Specifically, the tariff rate on structural steel from China will now be set at 74.98%, which is a significant increase from the previous 52.81% imposed in 2024 after similar dumping practices were uncovered.

ITAC’s investigation also indicated that Thailand was involved in dumping steel during both 2024 and 2026, leading to tariffs of 9.12% and 20.32% being applied, respectively.

This decision has received approval from South Africa’s Minister of Trade, Industry and Competition, Parkes Tau, and these new tariffs are expected to remain in place for up to five years.

The South African steel industry has struggled in recent years, citing the influx of inexpensive steel from China as a primary challenge to its viability.

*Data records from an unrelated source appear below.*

PR #275, opened 2020-08-11
Align linux UDP performance optimizations with configuration

forfuncsake:
While attempting to run nebula on an older Synology NAS, it became
apparent that some of the performance optimizations effectively
block support for older kernels. The `recvmmsg` syscall was added in
linux kernel `2.6.33`, and the Synology ds212j (among other models)
is pinned to `2.6.32.12`.

Similarly, `SO_REUSEPORT` was added to the kernel in the 3.9 cycle.
While this option has been backported into _some_ older trees, it
is missing from the Synology kernel.

This commit allows nebula to be run on linux devices with older
kernels if the config options are set up with a single listener
and a UDP listen batch size of 1 (`listen.batch = 1`).

### DIFF
--- a/udp_linux.go
+++ b/udp_linux.go
@@ -161,37 +161,6 @@ func (u *udpConn) ListenOut(f *Interface) {
 	}
 }
 
-func (u *udpConn) Read(addr *udpAddr, b []byte) ([]byte, error) {
-	var rsa rawSockaddrAny
-	var rLen = unix.SizeofSockaddrAny
-
-	for {
-		n, _, err := unix.Syscall6(
-			unix.SYS_RECVFROM,
-			uintptr(u.sysFd),
-			uintptr(unsafe.Pointer(&b[0])),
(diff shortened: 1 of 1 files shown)


darren:
wow, this really helps! We spent days trying to figure out why nebula won't work on our old machines but to no avail.

Is there anyway to check whether `recvmmsg` is available?  if not, can the default value of config `batch: 64` be changed   value to 1?  because`tun.routines` already defaults to 1. So that user on old kernel will work if he uses the default configuration.

forfuncsake:
Changing the default value of `listen.batch` to 1 would likely hurt performance for a lot of the user base on upgrade if they are using the default value (currently `64`) in their deployments, so that's probably not the right path forward.

As far as checking for availability of the syscall, perhaps a change to the log output if the syscall fails to suggest config tuning makes sense... dependent on this change getting in first though.

PR #277, opened 2020-08-12
Use Go 1.15

wadey:
Update all CI checks and release process to use the latest patch version
of go1.15.

Note: We may want to hold off on merge for a week or so just to make sure there are no major issues in the new Go release.


rawdigits:
👍 lgtm

PR #453, opened 2021-05-01
Increase the timestamp resolution for handshakes

nbrownus:
#451 introduced a way to more quickly resolve tunnel replacement but the end 2 end tests end up being racy since the current handshake resolution is 1 second and the communication speed there is very fast.

The real world impact of this change is to make tunnel replacement faster on fast networks. Pre v1.4 vs a v1.4 is basically the v1.4 host will always win, even if it shouldn't, but the v1.3 host will always lose in some very specific situations. The fallback mechanism is the same for v1.3 and before, race avoidance.


wadey (approved):
After thinking about this a bit, I'm pretty sure this will be backwards compatible with 1.3 hosts in the same network.

PR #456, opened 2021-05-02
Added generic systemd units supporting multiple networks

gboddin:
I think `network-online.target` is supported on most distributions, not sure about `network.target`.


gboddin:
Probably needs to be moved to https://github.com/slackhq/nebula/tree/master/examples/service_scripts , I'll followup on this :thinking:

tarrenj:
Also see #583.

nbrownus:
Thanks for the PR, looks like the most recent version of our example systemd unit has `network-online.target` currently.

PR #459, opened 2021-05-05
Unlock the hostmap quickly, lock hostinfo instead

nbrownus:


wadey (approved):
This looks good and makes sense to me.

PR #460, opened 2021-05-07
iputil package

nbrownus:
This makes a new `iputil` package with a type that speaks to both storage and logging of uint32 based ip addresses. It is also the start of making a v4/v6 `vpnIp` type. Some movement from `vpnIP`/`VpnIP` -> `vpnIp`/`VpnIp` as well.

This is part of moving `tun` and `udp` files into their own packages.

The target is `master-next` so that I can avoid a squash merge/rebase nonsense.


wadey (approved):
I'm not a huge fan of the name "iputil", but I don't have a better name right now. So I guess lets not bikeshed it too much and move forward (we can always refactor and rename it again if we want).

nbrownus:
Discussed in slack, we may change `iputil.VpnIp` to `overlay.IP` in a future PR pending a discussion about udp and vpn ip unification.

PR #461, opened 2021-05-07
Rename vpn ip

nbrownus:
Builds upon #460 to further normalize vpn ip names


wadey (approved):
I prefer the stdlib style of "IP" instead of "Ip" but I don't want to be a blocker here.

nbrownus:
😅 since we had a mix, I picked the logging convention. But also for the exported struct, `VPNIP`? I don't have a razor for why `VpnIP` makes logical sense but it looks fine to me.

PR #472, opened 2021-05-16
Updated vagrant env, more automation

aarzhanov:
- Added new box
- Auto install vagrant plugins
- Ansible deployment during the execution of the vagrant up.
- Improved README (new workflow, check go version)
- new .gitignore


nbrownus:
Thanks for the PR but we have actually removed the vagrant quick start guide in this repo and instead point folks to a docs website for this. https://nebula.defined.net/docs/guides/quick-start/

PR #473, opened 2021-05-16
Filter DNS queries by zone

aaronkollasch:
Adds config options `lighthouse.dns.zones`, a list of DNS zones the server has an answer for, and `lighthouse.dns.drop_filtered`, which specifies whether to reply to queries outside of those zones.


nbrownus:

PR #474, opened 2021-05-18
Add an ability to specify metric for unsafe routes

ton31337:
This is needed when using multiple routes to the same destination.

My use case is that I'm connected via OpenVPN and Nebula and both are
using for a default route (kinda HA in case).

```
% grep -A2 0.0.0.0/1 /opt/nebula/config.yml
    - route: 0.0.0.0/1
      via: 172.16.14.184
      metric: 12312321
```

```
% ip route show 0.0.0.0/1
0.0.0.0/1 dev nebula1 scope link metric 12312321 mtu 1300
```


wadey (dismissed):
Approved, but we need to write a CHANGELOG entry.

ton31337:
Will update.

ton31337:
> Approved, but we need to write a CHANGELOG entry.

Updated.

nbrownus (approved):

PR #481, opened 2021-05-31
Create SECURITY.md

mhowell11:
I am a security researcher on HackerOne and when I was testing some vulnerabilities according to the HackerOne guidelines for Slack, I came here and noticed that Nebula does not have a Security Policy. I am aware that this is not a Tier 0 vulnerability but I wanted to contribute a draft of one anyways to help the security of Nebula. Thank you for your consideration.


hlovdal:
Notice there is also [this pull request](https://github.com/slackhq/nebula/pull/263).

wadey:
Thanks for your pull request! We are going to merge a simpler one instead that defers to the HackerOne page which will be updated more frequently.

Duplicate of #864

PR #482, opened 2021-05-31
fixed recv_errors spoofing condition

AndrewChubatiuk:
Hi @nbrownus 
Fixed a small bug that was introduced in 
https://github.com/slackhq/nebula/commit/df7c7eec4a39bd0eb73a66a4e9d38e70efae721e#diff-5d05d02296a1953fd5fbcb3f4ab486bc5f7c34b14c3bdedb068008ec8ff5beb4
having problems due to it

### DIFF
--- a/CHANGELOG.md
+++ b/CHANGELOG.md
@@ -7,6 +7,10 @@ and this project adheres to [Semantic Versioning](https://semver.org/spec/v2.0.0
 
 ## [Unreleased]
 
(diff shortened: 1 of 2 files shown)


wadey (dismissed):
Good catch, and thanks for the PR :+1:

wadey (approved):

nbrownus:
🤦 nice catch!

PR #483, opened 2021-06-03
Fix single command ssh exec, add a `raw` flag to `print-cert`

nbrownus:
Before, if you tried to use an ssh client to execute a single command (not on the command line) it would hang as the session would not close properly, this fixes that and adds a way to get a tunnels cert as a PEM.


wadey (approved):
This looks correct to me 👍

PR #497, opened 2021-07-15
WIP: multi source port

demmer:
## Description
WIP: send outbound packets using one of N bound source ports

## Motivation
The goal of this work is to send packets between two hosts using more than one 5-tuple. When running on networks like AWS where the underlying network driver and overlay fabric makes routing, load balancing, and failover decisions based on the flow hash, this enables more than one flow between pairs of hosts.

## Proposal
With this change, Nebula will optionally bind to multiple additional UDP sockets that are only used for sending, not for receiving. 

Add a new optional configuration "send.ports" which specifies how many ports to use per thread for sending (default is 1). Notably, the destination port is always fixed for a given host.

If this is set to a value > 1, then nebula binds to additional sockets and then picks the one to send based on a "hash" of source of the src and dst ports. This is deliberately just a random scrambling of the bits, I'm sure there's something better we could do.

~After some internal testing revealed that the original commit triggered the roaming behavior, I also added a modification to `hostDidRoam` so that it ignores the ports and only pays attention to the IP addresses.~

After some _more_ discussion I thought of a different approach: Tag packets sent from the "non-canonical" interface, i.e. using a source port that the sender is not listening on, with a subtype that indicates to the receiver that it should ignore  packet for roaming detection.

## Caveats
This PR is the first time I've ever touched the nebula code, I have only a cursory understanding of the implications of this change on the handshaking / roaming / etc. 

~In particular, I have absolutely 0 understanding of roaming or what my change does or would do.~
I now kinda maybe get this a bit.

### DIFF
--- a/firewall.go
+++ b/firewall.go
@@ -165,6 +165,21 @@ func (fp FirewallPacket) MarshalJSON() ([]byte, error) {
 	})
 }
 
+const (
+	prime1 uint16 = 173
+	prime2 uint16 = 3313
+	prime3 uint16 = 5387
+)
+
+func (fp FirewallPacket) HashPorts(numBuckets int) int {
+	if numBuckets <= 1 {
+		return 0
+	}
+
+	// super lame but fast mixing
+	return int((fp.LocalPort^prime1)+(fp.RemotePort^prime2)+prime3) % numBuckets
+}
+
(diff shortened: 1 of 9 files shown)


wadey:
We reworked this PR into #768, thus I'm closing this older one.

PR #615, opened 2021-12-19
Add dns wildcarding

aaronstillwell:
This PR is an attempt at implementing DNS wildcard support. The use case in mind is for those of us who wish to use nebula's DNS in conjunction with virtual hosts.

At the moment, say we have a server `my-server.nebula`, it is not possible to use virtual hosts to have, for example multiple apps served at `app-1.my-server.nebula`, `app-2.my-server.nebula` etc.

This initial (naive) implementation can be enabled with the new config options as seen below.

```
# ...
lighthouse:
  # ...
  dns:
    # ...
    wildcard: true
    wildcard_limit: 5 # recursion limit used when searching for a matching host
```

This config is global and doesn't support per-host or per-group enabling. I welcome discussion on the proposed feature and its implementation as-is as well as commentary around the desired configuration of the feature.

Relevant slack discussion: https://nebulaoss.slack.com/archives/CRWJJM52B/p1639478617050700

### DIFF
--- a/dns_server.go
+++ b/dns_server.go
@@ -38,22 +38,19 @@ func newDnsRecords(hostMap *HostMap) *dnsRecords {
 
 func (d *dnsRecords) Query(data string) string {
 	d.RLock()
-	if r, ok := d.dnsMap[data]; ok {
-		d.RUnlock()
-		return r
-	}
 
 	if d.dnsWildcardEnabled {
-		limitCounter := 0
-		parts := strings.Split(data, ".")
-		for len(parts) > 1 && limitCounter < d.dnsWildcardLimit {
-			host := strings.Join(parts[1:], ".")
-			if r, ok := d.dnsMap[host]; ok {
+		hostParts := strings.SplitN(data, ".", d.dnsWildcardLimit+1)
+		for i := range hostParts {
+			if r, ok := d.dnsMap[strings.Join(hostParts[i:], ".")]; ok {
+				d.RUnlock()
 				return r
 			}
-			parts = strings.Split(host, ".")
-
-			limitCounter++
+		}
+	} else {
+		if r, ok := d.dnsMap[data]; ok {
+			d.RUnlock()
+			return r
 		}
 	}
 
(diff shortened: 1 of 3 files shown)


dns_server.go
```diff
@@ -37,6 +42,21 @@ func (d *dnsRecords) Query(data string) string {
 		d.RUnlock()
 		return r
 	}
+
+	if d.dnsWildcardEnabled {
+		limitCounter := 0
+		parts := strings.Split(data, ".")
```
wadey, line 48: I think you can just use strings.SplitN here instead of the limit counter.

https://pkg.go.dev/strings#SplitN

aaronstillwell: Will refactor this and also fix the missing call to `d.RUnlock()`

wadey:
Can you update examples/config.yml with the new config options? (They can be commented out by default)

dns_server.go
```diff
@@ -113,6 +130,8 @@ func handleDnsRequest(l *logrus.Logger, w dns.ResponseWriter, r *dns.Msg) {
 
 func dnsMain(l *logrus.Logger, hostMap *HostMap, c *config.C) func() {
 	dnsR = newDnsRecords(hostMap)
+	dnsR.dnsWildcardEnabled = c.GetBool("dns.wildcard", false)
+	dnsR.dnsWildcardLimit = c.GetInt("dns.wildcard_limit", 5)
```
aaronstillwell, line 134: @wadey I've just realised these should be `lighthouse.dns.wildcard` right?

wadey: Yes that is correct https://github.com/slackhq/nebula/blob/v1.5.2/examples/config.yml#L32

tarrenj:
Very excited for this feature!

examples/config.yml
```diff
@@ -33,6 +33,8 @@ lighthouse:
     # The DNS host defines the IP to bind the dns listener to. This also allows binding to the nebula node IP.
     #host: 0.0.0.0
     #port: 53
+    #wildcard: true # Enable wildcarding on hosts e.g allowing my-app.my-host.nebula to resolve to the IP for my-host.nebula
+    #wildcard_limit: 5 # Limit of number of possible subdomains
```
jstasiak, line 37: I'd rephrase this to something like `# The maximum supported subdomain depth` or something. "number of possible" subdomains sounds to me like it would limit the number of any level subdomains

jstasiak (approved):
Not a Go person and not a member of the team but I had a quick look and it looks good to me. I would very much like to see this land as it's a feature I'd like to (be able to) use.

nbrownus:
Closing as stale

PR #616, opened 2021-12-21
Add some minor documentation to the example config

tarrenj:


nbrownus:
Thanks for the PR, the note about port 0 is (unfortunately) 2 lines above this.

PR #617, opened 2021-12-27
hostname adding to DNS handles multiple hostnames

stewart123579:
Multiple hostnames can be specified in nebula-cert by separating them by
a space and then each string will now be added to the DNS server with
the same details.


LarsHaalck:
This feature would be really nice for hosts running something like a (nginx) reverse proxy and would allow to expose different (or all if also merging the wildcard PR) virtual hosts. 

I would really appreciate a merge.

nbrownus:

PR #618, opened 2021-12-27
Extend dns to allow wildcards

stewart123579:
This extends PR https://github.com/slackhq/nebula/pull/617 (which allows for multiple hostnames for a single nebula node) by allowing wildcards in the hostname.


nbrownus:

PR #627, opened 2022-01-24
Fix errant capitalisation in DNS TXT response

rktjmp:
The DNS TXT record response mislabels the cert expiry as `NotAFter`, instead of `NotAfter`,  I don't *think* this is intentional.

This patch could technically be a breaking change to peoples infrastructure.


johnmaguire:
Thanks for the PR - rebased in #1127.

According to ITAC, around 29,000 tonnes of structural steel are anticipated to enter the South African market in 2023-2024, with roughly 65% originating from China. The agency noted that Chinese subsidies have artificially lowered steel prices, making them, notably, about 20% cheaper than those produced domestically.

As steel imports rise, local manufacturers like ArcelorMittal South Africa (Amsa) have seen profits decrease, resulting in factory closures and job losses. Amsa has been a key supplier of steel to the railway sectors in South Africa and surrounding countries within the South African Customs Union (SACU).

ITAC concluded that the surge of low-priced imports was a tactical maneuver aimed at undermining South African producers, which prompted the tariff decisions as a protective measure. Alongside structural steel, higher tariffs have also been imposed on other metal imports from China, Japan, and Taiwan.

Analysts believe that these new tariffs might help local manufacturers regain their market share, stabilize pricing, and invest in sustaining production and jobs. A report from Business Insider Africa stated that this intervention could allow domestic companies a fairer competitive ground while preserving the longevity of steel utilized in construction projects.

The ITAC’s actions are also influenced by wider international scrutiny. Previously, the U.S. criticized South Africa’s steel exports under the Trade Remedies Framework, pointing out complexities in the global steel market.

As of now, the Chinese government has yet to respond to this decision by ITAC.

The issue of steel dumping is particularly sensitive since both South Africa and China are members of the BRICS economic group, which aims to balance power against Western coalitions like the G7. Iran, which joined in 2024, has also seen significant outcomes from its membership.

South African officials have voiced concerns that their economies are not only threatened by product dumping but also by “illicit trade,” which spans various illegal items, including unbranded cigarettes and counterfeit drugs. The black market is reportedly growing at a pace faster than the formal economy, affecting tax revenue severely.

In January, British American Tobacco South Africa (BATSA) announced its plans to close its last factory and cease domestic production by the end of 2026, largely because of the illegal tobacco trade. Company representatives mentioned that around 75% of the domestic market is currently controlled by illegal operators.